Lift out all lines below that contain "coroutine".

- **RECORD SET**
Segment Open
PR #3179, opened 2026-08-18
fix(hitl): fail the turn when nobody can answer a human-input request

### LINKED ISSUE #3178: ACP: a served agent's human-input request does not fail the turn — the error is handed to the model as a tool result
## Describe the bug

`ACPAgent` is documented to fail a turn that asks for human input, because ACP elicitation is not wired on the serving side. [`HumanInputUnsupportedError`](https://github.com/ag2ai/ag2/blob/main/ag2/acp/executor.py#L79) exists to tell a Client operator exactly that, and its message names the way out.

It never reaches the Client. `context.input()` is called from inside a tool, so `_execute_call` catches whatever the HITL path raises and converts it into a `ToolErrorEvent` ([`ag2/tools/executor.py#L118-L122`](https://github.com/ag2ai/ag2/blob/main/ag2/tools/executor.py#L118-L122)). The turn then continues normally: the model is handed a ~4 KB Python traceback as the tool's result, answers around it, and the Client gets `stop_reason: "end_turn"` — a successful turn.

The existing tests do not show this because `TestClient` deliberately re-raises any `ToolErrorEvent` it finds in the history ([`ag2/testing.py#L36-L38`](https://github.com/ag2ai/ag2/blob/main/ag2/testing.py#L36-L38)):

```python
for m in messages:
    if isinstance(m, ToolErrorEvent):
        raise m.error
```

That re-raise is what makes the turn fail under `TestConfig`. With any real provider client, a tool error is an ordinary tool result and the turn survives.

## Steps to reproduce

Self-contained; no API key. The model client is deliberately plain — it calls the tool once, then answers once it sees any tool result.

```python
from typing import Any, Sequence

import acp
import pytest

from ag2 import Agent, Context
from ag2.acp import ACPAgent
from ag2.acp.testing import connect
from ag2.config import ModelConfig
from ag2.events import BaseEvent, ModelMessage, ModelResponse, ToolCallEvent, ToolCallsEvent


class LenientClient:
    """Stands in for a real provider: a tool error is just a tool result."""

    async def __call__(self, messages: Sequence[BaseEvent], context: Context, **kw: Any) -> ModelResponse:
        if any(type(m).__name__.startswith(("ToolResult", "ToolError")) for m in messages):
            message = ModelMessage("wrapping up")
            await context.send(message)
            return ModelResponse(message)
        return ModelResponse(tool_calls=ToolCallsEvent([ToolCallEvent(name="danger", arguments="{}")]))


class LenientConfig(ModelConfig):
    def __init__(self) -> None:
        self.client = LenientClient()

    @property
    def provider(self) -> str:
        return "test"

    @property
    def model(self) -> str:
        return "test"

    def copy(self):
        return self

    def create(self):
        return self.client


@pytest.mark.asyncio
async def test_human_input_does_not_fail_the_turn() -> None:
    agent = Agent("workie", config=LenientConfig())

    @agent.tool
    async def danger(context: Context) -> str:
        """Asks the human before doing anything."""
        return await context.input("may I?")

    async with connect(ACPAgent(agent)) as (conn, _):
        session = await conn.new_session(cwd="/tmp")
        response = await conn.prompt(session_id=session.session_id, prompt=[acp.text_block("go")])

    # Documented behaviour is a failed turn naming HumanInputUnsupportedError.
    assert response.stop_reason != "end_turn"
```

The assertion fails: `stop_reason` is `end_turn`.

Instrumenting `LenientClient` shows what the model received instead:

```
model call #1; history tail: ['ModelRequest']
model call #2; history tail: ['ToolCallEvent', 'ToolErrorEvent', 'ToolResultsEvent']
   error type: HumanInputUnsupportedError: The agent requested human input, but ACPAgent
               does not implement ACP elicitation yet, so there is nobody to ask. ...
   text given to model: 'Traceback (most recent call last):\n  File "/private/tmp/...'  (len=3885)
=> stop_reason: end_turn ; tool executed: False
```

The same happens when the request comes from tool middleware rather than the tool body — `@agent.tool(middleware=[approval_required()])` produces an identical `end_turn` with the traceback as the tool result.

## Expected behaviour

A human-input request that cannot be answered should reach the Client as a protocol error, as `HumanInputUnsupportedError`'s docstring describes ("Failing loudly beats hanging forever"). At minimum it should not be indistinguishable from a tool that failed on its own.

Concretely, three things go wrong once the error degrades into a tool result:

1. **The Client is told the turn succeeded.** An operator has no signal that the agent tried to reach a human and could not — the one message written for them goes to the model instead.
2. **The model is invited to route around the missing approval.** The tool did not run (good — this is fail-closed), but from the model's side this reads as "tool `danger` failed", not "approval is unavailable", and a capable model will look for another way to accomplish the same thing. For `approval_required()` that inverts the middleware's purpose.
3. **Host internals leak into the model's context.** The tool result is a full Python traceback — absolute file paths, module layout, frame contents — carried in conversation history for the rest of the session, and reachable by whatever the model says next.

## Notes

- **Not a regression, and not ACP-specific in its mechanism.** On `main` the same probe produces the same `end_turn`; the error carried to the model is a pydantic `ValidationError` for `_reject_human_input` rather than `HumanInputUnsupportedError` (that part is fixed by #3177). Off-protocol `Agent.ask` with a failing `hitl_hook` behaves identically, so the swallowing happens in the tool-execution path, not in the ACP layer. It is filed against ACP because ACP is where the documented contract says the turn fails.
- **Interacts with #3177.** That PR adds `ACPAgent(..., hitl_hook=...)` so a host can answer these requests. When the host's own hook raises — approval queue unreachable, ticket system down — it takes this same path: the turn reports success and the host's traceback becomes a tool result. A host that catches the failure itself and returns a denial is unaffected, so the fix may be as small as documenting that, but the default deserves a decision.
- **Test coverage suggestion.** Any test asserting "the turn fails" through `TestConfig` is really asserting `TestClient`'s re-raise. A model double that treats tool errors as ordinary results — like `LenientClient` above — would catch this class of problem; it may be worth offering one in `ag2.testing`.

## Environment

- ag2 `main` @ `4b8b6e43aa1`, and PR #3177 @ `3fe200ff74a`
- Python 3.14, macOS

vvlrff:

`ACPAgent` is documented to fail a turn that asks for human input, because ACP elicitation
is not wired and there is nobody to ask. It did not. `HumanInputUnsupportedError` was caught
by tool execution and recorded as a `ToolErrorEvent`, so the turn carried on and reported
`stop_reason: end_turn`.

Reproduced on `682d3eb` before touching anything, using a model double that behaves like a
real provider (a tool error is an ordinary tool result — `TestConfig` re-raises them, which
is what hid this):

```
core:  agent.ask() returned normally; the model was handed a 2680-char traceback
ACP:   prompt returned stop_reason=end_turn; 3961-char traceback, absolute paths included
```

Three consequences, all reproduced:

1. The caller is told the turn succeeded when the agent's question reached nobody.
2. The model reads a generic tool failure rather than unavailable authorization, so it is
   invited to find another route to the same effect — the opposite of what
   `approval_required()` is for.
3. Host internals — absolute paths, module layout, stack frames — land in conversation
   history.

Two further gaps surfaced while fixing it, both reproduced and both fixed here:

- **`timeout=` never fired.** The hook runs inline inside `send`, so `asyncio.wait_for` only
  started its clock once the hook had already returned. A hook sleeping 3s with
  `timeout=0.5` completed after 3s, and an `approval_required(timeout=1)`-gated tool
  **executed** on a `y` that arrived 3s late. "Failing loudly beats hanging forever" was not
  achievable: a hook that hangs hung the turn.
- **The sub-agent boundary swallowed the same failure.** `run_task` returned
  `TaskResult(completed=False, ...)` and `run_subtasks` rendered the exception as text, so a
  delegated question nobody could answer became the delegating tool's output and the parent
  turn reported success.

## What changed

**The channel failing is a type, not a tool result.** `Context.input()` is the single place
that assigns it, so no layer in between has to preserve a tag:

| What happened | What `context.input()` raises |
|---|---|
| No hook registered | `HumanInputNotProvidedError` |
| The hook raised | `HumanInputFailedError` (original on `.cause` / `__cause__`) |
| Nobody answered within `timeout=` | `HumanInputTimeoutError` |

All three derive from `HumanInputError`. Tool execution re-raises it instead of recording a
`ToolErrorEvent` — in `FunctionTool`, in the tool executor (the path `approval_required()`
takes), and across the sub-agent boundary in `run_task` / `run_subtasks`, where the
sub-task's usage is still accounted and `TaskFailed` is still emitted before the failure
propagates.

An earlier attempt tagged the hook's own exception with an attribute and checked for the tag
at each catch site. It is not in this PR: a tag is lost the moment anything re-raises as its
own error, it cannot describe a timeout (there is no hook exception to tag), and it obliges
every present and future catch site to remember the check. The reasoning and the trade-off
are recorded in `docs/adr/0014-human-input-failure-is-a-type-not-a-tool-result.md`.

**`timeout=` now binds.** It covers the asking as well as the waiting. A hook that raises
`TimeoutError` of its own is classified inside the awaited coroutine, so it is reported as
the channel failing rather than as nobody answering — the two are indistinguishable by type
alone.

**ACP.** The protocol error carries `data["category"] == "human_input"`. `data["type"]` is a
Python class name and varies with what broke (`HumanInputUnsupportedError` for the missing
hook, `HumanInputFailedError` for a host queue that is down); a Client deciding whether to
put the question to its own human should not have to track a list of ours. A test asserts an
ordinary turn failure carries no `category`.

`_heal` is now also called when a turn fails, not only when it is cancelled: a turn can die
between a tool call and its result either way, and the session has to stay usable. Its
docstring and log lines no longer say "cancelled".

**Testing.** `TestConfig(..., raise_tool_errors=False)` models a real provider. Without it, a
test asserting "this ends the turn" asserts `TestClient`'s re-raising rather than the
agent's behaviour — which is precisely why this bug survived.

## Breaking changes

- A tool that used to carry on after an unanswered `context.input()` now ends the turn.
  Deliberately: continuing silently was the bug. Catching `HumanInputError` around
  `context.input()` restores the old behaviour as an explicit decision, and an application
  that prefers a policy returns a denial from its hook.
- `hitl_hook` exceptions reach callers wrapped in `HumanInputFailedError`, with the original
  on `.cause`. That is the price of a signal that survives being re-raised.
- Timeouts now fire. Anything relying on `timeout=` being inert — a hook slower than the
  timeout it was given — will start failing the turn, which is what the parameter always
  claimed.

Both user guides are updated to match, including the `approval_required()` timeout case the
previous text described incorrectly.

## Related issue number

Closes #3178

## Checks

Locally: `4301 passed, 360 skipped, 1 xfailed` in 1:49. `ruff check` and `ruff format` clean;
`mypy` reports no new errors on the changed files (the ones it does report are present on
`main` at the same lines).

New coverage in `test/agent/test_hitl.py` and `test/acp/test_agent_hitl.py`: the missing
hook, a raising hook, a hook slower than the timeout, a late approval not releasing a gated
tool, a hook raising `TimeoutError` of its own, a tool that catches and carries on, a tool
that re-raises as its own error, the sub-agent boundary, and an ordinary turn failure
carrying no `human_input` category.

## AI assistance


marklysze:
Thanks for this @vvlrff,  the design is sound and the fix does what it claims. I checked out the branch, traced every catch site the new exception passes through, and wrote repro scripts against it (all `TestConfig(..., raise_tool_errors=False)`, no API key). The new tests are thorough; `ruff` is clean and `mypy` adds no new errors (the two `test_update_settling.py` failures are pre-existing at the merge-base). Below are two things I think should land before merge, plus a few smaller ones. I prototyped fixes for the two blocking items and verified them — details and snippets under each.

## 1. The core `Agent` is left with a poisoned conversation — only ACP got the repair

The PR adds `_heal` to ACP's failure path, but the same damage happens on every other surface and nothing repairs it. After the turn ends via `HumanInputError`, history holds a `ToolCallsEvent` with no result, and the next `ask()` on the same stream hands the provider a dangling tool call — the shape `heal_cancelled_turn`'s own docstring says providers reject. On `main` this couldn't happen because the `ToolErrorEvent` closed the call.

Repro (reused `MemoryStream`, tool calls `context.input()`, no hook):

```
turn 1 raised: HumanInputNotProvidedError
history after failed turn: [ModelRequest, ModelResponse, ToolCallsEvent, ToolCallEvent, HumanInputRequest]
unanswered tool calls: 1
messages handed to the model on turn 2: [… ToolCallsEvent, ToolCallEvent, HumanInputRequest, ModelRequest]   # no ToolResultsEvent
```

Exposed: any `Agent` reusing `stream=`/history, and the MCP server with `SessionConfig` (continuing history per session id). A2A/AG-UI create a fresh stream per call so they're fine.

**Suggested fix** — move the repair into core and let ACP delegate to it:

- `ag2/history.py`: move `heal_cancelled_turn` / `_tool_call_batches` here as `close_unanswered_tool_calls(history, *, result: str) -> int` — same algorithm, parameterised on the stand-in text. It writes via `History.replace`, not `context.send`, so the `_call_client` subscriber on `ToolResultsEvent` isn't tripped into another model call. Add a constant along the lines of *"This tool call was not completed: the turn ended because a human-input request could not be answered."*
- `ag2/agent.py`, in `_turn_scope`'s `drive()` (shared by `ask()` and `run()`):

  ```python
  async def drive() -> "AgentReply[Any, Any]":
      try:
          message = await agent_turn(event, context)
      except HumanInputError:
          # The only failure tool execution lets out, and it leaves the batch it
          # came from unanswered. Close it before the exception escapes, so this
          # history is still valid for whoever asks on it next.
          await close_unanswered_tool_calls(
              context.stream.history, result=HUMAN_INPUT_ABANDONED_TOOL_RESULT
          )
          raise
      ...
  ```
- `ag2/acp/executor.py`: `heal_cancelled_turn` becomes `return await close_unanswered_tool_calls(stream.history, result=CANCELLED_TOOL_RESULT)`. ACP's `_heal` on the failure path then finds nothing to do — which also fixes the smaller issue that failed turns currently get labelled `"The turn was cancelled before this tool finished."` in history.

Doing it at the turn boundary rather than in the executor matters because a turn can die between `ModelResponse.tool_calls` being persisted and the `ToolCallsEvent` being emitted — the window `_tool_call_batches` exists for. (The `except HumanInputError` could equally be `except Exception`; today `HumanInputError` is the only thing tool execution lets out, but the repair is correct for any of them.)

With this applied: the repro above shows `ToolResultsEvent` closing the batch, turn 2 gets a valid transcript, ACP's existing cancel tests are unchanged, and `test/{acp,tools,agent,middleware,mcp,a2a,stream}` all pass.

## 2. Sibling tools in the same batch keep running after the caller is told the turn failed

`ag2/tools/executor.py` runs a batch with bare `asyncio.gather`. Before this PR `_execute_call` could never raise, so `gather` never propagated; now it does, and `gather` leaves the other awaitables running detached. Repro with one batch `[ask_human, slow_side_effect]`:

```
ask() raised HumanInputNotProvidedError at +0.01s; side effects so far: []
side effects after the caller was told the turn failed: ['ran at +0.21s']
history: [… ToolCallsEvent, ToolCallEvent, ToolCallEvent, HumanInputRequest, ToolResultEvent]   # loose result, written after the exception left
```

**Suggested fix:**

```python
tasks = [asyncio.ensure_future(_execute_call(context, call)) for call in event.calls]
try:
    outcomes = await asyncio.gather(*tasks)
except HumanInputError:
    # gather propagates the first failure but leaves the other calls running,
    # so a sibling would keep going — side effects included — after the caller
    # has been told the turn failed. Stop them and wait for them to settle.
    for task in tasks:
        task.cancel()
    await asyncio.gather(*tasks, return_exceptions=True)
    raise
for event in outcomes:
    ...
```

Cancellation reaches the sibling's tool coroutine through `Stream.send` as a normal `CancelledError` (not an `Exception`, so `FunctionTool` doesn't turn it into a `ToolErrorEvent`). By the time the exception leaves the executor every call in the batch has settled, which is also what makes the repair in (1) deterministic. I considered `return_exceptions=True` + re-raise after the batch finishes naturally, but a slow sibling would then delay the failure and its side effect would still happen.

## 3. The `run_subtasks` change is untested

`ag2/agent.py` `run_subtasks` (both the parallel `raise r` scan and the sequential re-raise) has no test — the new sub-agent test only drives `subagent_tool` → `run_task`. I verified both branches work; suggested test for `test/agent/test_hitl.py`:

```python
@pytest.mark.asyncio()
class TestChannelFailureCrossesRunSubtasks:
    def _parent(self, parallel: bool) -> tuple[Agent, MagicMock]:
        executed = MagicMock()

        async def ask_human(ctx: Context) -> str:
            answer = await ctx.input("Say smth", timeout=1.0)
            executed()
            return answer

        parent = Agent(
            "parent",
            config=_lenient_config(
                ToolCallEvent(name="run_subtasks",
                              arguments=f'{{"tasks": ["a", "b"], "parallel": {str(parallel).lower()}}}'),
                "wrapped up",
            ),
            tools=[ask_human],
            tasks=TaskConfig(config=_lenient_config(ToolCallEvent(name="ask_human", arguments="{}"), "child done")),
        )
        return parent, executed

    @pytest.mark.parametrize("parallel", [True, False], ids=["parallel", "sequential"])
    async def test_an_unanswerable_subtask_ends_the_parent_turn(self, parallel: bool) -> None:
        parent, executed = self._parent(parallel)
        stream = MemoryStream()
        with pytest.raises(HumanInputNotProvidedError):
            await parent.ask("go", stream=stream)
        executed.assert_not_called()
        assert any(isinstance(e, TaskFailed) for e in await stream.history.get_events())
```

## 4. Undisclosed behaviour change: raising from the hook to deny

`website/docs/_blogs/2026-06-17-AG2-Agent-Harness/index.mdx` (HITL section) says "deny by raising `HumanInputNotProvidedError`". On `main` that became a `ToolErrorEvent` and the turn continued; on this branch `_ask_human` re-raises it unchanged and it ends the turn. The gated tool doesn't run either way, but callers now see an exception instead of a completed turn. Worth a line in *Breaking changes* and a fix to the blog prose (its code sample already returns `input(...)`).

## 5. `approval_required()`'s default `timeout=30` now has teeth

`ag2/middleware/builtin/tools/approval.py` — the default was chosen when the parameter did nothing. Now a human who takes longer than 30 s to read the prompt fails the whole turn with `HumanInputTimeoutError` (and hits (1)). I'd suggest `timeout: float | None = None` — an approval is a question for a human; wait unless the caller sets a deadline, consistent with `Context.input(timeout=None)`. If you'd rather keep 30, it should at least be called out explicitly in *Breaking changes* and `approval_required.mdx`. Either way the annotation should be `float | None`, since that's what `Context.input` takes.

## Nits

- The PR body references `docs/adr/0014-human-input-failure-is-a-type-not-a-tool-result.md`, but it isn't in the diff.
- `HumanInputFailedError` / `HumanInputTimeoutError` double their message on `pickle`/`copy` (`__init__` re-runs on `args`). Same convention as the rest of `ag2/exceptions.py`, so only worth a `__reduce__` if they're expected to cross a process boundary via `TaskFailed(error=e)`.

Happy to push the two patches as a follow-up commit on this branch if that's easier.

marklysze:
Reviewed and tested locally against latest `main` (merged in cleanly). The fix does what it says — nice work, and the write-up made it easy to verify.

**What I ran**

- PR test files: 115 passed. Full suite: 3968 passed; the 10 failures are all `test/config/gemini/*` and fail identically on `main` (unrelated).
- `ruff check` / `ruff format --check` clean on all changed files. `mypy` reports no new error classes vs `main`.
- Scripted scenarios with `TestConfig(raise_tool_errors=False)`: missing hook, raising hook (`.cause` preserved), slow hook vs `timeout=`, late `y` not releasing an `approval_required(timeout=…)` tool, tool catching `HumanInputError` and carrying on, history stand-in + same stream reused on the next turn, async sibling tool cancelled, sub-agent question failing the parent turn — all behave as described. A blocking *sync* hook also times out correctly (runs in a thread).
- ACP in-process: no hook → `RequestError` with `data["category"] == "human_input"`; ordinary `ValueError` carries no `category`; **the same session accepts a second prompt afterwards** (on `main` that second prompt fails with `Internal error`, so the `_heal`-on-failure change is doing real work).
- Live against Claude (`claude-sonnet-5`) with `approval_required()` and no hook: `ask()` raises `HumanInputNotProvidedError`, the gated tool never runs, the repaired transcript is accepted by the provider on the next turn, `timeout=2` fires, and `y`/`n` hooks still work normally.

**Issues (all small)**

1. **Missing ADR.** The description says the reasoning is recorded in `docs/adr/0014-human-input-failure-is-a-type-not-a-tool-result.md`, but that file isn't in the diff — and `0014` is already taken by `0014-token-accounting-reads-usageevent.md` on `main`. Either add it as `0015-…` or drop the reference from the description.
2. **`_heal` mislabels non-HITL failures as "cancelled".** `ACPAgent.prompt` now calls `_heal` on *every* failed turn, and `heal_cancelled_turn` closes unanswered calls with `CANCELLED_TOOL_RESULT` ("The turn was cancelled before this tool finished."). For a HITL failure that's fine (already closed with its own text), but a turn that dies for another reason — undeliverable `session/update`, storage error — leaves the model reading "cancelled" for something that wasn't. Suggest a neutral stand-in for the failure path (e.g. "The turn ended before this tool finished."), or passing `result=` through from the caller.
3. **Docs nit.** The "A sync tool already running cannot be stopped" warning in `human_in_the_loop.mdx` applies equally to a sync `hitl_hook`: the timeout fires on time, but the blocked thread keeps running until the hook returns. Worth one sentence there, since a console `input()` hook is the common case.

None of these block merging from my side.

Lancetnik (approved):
Segment Closed
- **ANSWER AREA**
`TimeoutError` of its own is classified inside the awaited coroutine, so it is reported as
Cancellation reaches the sibling's tool coroutine through `Stream.send` as a normal `CancelledError` (not an `Exception`, so `FunctionTool` doesn't turn it into a `ToolErrorEvent`). By the time the exception leaves the executor every call in the batch has settled, which is also what makes the repair in (1) deterministic. I considered `return_exceptions=True` + re-raise after the batch finishes naturally, but a slow sibling would then delay the failure and its side effect would still happen.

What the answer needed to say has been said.